→ What is required: Please copy each line below that contains the string "refreshing".

(Available data)

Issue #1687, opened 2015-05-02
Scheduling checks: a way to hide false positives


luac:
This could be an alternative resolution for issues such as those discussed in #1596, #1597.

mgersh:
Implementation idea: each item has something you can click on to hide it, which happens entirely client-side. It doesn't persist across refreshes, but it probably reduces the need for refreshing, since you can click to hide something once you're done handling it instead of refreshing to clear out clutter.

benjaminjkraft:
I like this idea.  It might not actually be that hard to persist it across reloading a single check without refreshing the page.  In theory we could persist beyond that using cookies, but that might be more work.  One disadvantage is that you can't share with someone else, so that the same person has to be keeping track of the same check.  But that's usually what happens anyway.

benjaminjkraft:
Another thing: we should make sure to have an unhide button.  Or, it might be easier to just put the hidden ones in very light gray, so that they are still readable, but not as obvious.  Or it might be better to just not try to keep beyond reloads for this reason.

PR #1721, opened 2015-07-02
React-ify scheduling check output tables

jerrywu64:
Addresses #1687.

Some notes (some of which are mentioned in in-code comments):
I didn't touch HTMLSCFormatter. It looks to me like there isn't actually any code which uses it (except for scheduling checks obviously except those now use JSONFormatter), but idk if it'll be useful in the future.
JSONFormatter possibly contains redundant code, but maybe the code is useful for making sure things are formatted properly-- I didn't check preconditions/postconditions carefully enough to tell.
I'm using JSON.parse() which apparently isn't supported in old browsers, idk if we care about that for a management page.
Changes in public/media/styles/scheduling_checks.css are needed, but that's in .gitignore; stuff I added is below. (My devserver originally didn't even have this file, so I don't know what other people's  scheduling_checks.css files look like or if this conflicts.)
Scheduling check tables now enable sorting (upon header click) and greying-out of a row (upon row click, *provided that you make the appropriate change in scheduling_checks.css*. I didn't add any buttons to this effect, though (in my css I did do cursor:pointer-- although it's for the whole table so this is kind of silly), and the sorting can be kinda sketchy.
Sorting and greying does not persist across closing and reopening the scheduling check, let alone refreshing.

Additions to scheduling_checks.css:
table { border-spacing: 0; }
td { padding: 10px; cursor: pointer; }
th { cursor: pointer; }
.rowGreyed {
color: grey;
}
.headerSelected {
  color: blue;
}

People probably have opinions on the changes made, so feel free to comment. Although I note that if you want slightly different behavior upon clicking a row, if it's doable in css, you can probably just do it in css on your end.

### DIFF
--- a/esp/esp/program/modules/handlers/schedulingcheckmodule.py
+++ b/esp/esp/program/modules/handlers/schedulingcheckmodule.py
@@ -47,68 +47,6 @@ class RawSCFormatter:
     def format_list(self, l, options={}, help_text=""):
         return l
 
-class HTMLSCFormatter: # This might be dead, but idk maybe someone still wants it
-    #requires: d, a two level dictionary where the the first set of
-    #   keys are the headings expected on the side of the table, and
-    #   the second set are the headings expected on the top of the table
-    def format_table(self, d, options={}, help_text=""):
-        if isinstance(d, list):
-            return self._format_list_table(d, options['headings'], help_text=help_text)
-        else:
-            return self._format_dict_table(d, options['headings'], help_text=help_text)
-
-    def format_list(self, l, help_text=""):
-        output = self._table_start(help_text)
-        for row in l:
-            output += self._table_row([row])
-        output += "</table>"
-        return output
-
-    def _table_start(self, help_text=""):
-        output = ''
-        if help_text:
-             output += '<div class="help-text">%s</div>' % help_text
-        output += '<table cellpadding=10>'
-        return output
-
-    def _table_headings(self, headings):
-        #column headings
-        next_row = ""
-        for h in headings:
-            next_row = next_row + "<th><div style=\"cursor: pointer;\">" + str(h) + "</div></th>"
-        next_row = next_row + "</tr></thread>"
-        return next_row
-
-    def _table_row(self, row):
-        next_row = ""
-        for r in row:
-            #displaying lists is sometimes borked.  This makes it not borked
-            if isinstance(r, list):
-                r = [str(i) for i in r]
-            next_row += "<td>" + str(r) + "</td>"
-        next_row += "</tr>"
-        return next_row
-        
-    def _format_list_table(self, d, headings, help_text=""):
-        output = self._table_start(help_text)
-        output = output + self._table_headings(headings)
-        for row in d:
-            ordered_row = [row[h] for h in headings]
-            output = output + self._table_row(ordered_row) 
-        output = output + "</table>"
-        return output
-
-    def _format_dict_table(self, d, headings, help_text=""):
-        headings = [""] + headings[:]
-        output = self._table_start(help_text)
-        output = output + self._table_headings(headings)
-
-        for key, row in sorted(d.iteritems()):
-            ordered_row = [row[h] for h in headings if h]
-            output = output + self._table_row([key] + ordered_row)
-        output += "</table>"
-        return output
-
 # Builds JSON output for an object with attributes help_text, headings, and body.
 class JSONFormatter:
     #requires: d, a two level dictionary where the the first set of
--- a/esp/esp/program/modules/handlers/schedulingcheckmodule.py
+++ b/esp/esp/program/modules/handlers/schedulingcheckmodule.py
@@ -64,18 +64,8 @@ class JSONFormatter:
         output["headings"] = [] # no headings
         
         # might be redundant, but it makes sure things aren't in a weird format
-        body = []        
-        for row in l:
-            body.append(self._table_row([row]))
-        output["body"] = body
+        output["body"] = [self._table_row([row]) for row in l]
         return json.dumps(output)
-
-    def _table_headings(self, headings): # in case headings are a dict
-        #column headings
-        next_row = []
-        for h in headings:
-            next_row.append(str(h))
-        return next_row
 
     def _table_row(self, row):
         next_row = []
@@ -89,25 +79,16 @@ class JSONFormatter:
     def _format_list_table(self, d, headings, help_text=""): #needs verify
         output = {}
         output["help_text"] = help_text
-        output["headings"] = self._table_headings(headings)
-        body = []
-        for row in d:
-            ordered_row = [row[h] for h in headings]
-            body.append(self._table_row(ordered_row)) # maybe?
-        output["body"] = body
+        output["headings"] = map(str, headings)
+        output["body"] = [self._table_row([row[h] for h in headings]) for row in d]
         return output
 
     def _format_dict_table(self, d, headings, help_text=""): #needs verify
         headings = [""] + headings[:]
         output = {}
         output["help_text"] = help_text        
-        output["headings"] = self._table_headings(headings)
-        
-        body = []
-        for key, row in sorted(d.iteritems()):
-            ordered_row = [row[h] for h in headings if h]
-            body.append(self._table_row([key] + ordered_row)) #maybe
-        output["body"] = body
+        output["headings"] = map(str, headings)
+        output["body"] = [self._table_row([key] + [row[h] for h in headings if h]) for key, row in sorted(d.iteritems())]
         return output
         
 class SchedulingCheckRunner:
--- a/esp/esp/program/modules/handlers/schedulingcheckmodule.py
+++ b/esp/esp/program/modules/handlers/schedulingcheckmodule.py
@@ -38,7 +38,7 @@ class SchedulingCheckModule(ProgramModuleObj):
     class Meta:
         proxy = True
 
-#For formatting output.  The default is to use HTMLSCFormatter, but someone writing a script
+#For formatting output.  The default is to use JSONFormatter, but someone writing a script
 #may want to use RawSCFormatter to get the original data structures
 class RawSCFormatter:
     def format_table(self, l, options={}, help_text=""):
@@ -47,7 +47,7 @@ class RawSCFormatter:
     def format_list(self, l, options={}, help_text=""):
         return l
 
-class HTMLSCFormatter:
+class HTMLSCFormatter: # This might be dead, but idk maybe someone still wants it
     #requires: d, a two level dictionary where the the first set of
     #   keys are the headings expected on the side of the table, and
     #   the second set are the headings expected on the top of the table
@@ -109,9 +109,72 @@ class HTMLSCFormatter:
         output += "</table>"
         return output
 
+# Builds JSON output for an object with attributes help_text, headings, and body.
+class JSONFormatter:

(End Available data)

→ Answer area:
Implementation idea: each item has something you can click on to hide it, which happens entirely client-side. It doesn't persist across refreshes, but it probably reduces the need for refreshing, since you can click to hide something once you're done handling it instead of refreshing to clear out clutter.
I like this idea.  It might not actually be that hard to persist it across reloading a single check without refreshing the page.  In theory we could persist beyond that using cookies, but that might be more work.  One disadvantage is that you can't share with someone else, so that the same person has to be keeping track of the same check.  But that's usually what happens anyway.
Sorting and greying does not persist across closing and reopening the scheduling check, let alone refreshing.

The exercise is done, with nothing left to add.